All kinds of stories were beginning to cluster about Kearny. His headquarters wagon carried a fancy carpet for his tent, a special camp bed imported from Europe, and a huge stock of imported wines and brandies; and he had a field kitchen on wheels, on the French army model, which always kept up with his headquarters so that he could have hot meals. (Kearny was independently wealthy and could afford such frills.) Officers of the New Jersey brigade claimed that he had happened along once just as they had taken over a planter's house for brigade headquarters. They found in the parlor a decanter of whisky which they hesitated to drink, fearing that it had been poisoned—army rumor said that was a favorite Rebel trick. Kearny listened as they explained their fears, then poured out a thumping major general's dose and drank it down. "If I'm not dead in fifteen minutes," he said, turning to mount his horse, "go ahead and drink all you want."3
The men were getting acquainted with Edwin V. Sumner, too; a tough
old man with white hair and beard, who had been in the army since 1819 and had a tremendous booming voice. They called him "Bull Sumner," or "The Bull of the Woods," and liked him even though he was a great martinet, with old-army ideas about discipline. He was a formidable-looking general, now in command of an army corps, always erect and proud in the saddle, and he never quite realized that the army was any different now than it had been before the war, when he spent almost forty years in slow progress from second lieutenant to colonel. Youthful Major Thomas Hyde of the 7th Maine was sent to deliver some report to him one day; Sumner looked him over from head to foot and finally burst out: "You a major? My God, sir, you will command the armies of the United States at my age, sir!"4 After one searing fight the 66th New York showed up under temporary command of a second lieutenant, who happened to be the senior surviving officer. Sumner looked at the boy and instead of seeing the frightfully cut-up regiment he saw only that a shavetail had a colonel's job. He shook his head and said: "If I had found myself, when a second lieutenant, in command of so fine a regiment, I would have considered my fortune made."5 He was still the cavalry colonel of the Indian-fighting plains army, with all the defects and virtues which that implies; not qualified for proper corps command, but a fine old smoothbore for all that.
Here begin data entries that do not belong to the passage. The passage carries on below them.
Issue #3931, opened 2023-04-24
Stuck recovery read when bookie is not available.


hanmz:
**BUG REPORT**

***Describe the bug***
When recovery reads, we should return BookieHandleNotAvailableException immediately if bookie is not available. This is because, in the case of network isolation, reading a faulty bookie node will time out, which will cause a slow recovery or even timeout.

***Additional context***

<img width="1034" alt="image" src="https://user-images.githubusercontent.com/16524922/233945206-39b89591-db26-43ea-b4a9-7f06f371f98f.png">

PR #3932, opened 2023-04-24
Improve recovery read when bookie is not available.

hanmz:
### Motivation
It solves https://github.com/apache/bookkeeper/issues/3931

### Changes
Return BookieHandleNotAvailableException immediately if bookie is not available when recovery read. In the case of network isolation, reading a faulty bookie node will time out, which will cause a slow recovery or even timeout.

### DIFF
--- a/bookkeeper-server/src/main/java/org/apache/bookkeeper/client/PendingReadOp.java
+++ b/bookkeeper-server/src/main/java/org/apache/bookkeeper/client/PendingReadOp.java
@@ -576,6 +576,14 @@ class PendingReadOp implements ReadEntryCallback, Runnable {
         }
 
         if (isRecoveryRead) {
+            // Return BookieHandleNotAvailableException immediately if bookie is not available when recovery read.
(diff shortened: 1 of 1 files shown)


bookkeeper-server/src/main/java/org/apache/bookkeeper/client/PendingReadOp.java
```diff
@@ -576,6 +576,14 @@ void sendReadTo(int bookieIndex, BookieId to, LedgerEntryRequest entry) throws I
         }
 
         if (isRecoveryRead) {
+            // Return BookieHandleNotAvailableException immediately if bookie is not available when recovery read.
+            // In the case of network isolation, reading a faulty bookie node will time out,
+            // which will cause a slow recovery or even timeout.
+            if (clientCtx.getBookieWatcher().isBookieUnavailable(to)) {
```
merlimat, line 582: One issue here is if the bookie is partitioned from ZK though it's effectively online and reachable from the BK client. This change will make it fail while today it's succeeding.

PR #3946, opened 2023-05-06
When the executor has been shut down, do not schedule task

wenbingshen:
### Motivation

We should return, when an exception is encountered, the executor should not be scheduled tasks after it has been shutdown.


wenbingshen:
rerun failure checks

hangc0276 (approved):

Shoothzj (approved):

StevenLuMT (approved):
good catch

Then there was Heintzelman, another corps commander, very much like Sumner in many ways; an old-timer, an Indian fighter from the plains, rugged and stiff and hard, still a regimental officer at heart, brave enough for a dozen men but unfitted for any problem of leadership that extended beyond men he could reach with his own voice. Like Sumner, he could put Johnny-come-lately officers in then-place. When Oliver Otis Howard first reported to him, proudly bringing in his new 3rd Maine Regiment, Heintzelman looked the men over and said to Howard: "You have a fine regiment; they march well and they give promise for the future; but they are not well drilled—poor officers but good-looking men!"8 Heintzelman had been in the middle of the fighting at the first battle of Bull Run, where he had been badly wounded.